Neuticles owner Miller said many times owners are tempted to give their dog the illusion of a more robust character than nature intended. But he warned that overpadding the sacks will cause inflammation and might lead to more serious complications, such as one beagle whose scrotum was dragging the floor after its owner had replaced the dog's small testicles with large Neuticles.

"Neuticles are more for the client than the patient," Williams says. "A lot of times it's the clients themselves who trade places with the animal, and they don't want to be neutered."

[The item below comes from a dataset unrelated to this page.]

PR #1971, opened 2020-07-27
sdk: ensure failing channelOpen with deposit doesn't deposit

### LINKED ISSUE #1969: channelOpen.request with deposit on an already opened channel deposits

"I wouldn't want mine chopped off," says 25-year-old Tony McManus as he and his wife, Jennifer, watch their dog play at Dallas' Lakewood dog park. Though the couple are convinced that neutering their dog changed him for the worse, they say they wouldn't spend money on prosthetic testicles.

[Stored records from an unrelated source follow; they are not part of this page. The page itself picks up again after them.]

PR #333, opened 2019-10-04
Standardize wallet warrning

### LINKED ISSUE #329: Standard format for warnings
The doc [connectwallet.md](https://docs.btcpayserver.org/getting-started/connectwallet) links to [wallet.md](https://docs.btcpayserver.org/features/wallet) doc, both have a warning with different styling and only a slight variation of text. 

Repeated text is not preferable but since it's a fair warning for users, it would be better if it appeared in a similar format so the reader doesn't have to read it again. 

>Note: A private key (xprv) is never required for receiving money on-chain to a BTCPay wallet. The software needs a public key (xpubkey) which is a watch-only wallet token. The xpubkey allows BTCPay to generate a new address each time a new invoice is generated. It enables users to observe the wallet balance and transactions without having to share their private key. Exception is Lightning Network which is a hot wallet with keys online.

"I'm not sure if another surgery and some fake ones would make him feel better," Jennifer says. "It seems extravagant."

Dave Vanverstelt threw a ball for his 2-year-old English bulldog, Benson. Vanverstelt says only his desire to breed his dog made him balk at the idea of neutering. Benson had an undescended testicle--a precursor of cancer--so Vanverstelt acted on his vet's advice and had the dog neutered.

"Yeah, I've heard of implants," he says. "It's an owner issue, but what do you expect? Dallas is just behind Los Angeles for plastic surgery. It's the insecurities of men coming through."

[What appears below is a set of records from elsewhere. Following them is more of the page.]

PR #335, opened 2019-10-04
Remove mention of Azure as easiest way to deploy

### LINKED ISSUE #300: Deployment methods - remove Azure
Azure is still displayed in some places and references as the "easiest way to deploy". This should be fixed.

Also, we should be more neutral when recommending a particular deployment method.

pavlenex:
Closes #300 as far as docs are concerned.

### DIFF
--- a/AzureDeployment.md
+++ b/AzureDeployment.md
@@ -4,8 +4,6 @@ This setup is similar to the [Docker Deployment](DockerDeployment.md), except th
 
 ## One-click setup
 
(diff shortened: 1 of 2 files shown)


pavlenex:
Yeah, I think I'll remove that paragraph altogether and re-write. Nicely spotted.

pavlenex:
How it looks now @britttttk ?

pavlenex:
Okay, let me see what I can tackle there, nice list!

At Houston's busy Riverside Animal Hospital, a low-cost animal clinic, veterinarian Karen Kemper says she has been on the company's master list of clinics that offer the procedure since ordering a set as a gag gift for a friend, but she turns away clients asking for Neuticles. "Let me put it to you this way. It depends on what kind of practice you're in," she says. "It's not complicated, but it's a delicate surgery; you do a lot more than you regularly do in neutering with the preservation of sheaths and structures. We don't have a lot of owners who have discretionary income to spend...to have the procedure done."

Traditional neutering at the clinic costs $75 compared with $300 to $400 to implant Neuticles.

Kemper says the whole business over implants boils down to vanity. "Owners don't want the dog to look neutered--that's about the person. Neuticles do nothing as far as hormone balance or anything like that. Dogs operate on scent. Think about it. A dog can't tell if a longhaired dog has testicles, but it can still identify it as male or female. It's strictly a visual thing for two-legged people."

Miller, however, says that responses such as Kemper's infuriate him. "Fifty percent of vets nationally won't do it...and most will charge a criminal amount of money, but it's a two-minute procedure. It's as simple as changing a light bulb.

"We're after ultra-loving pet owners who want their dog to have the very best, who don't want them to suffer, who want a dog that looks like a male dog."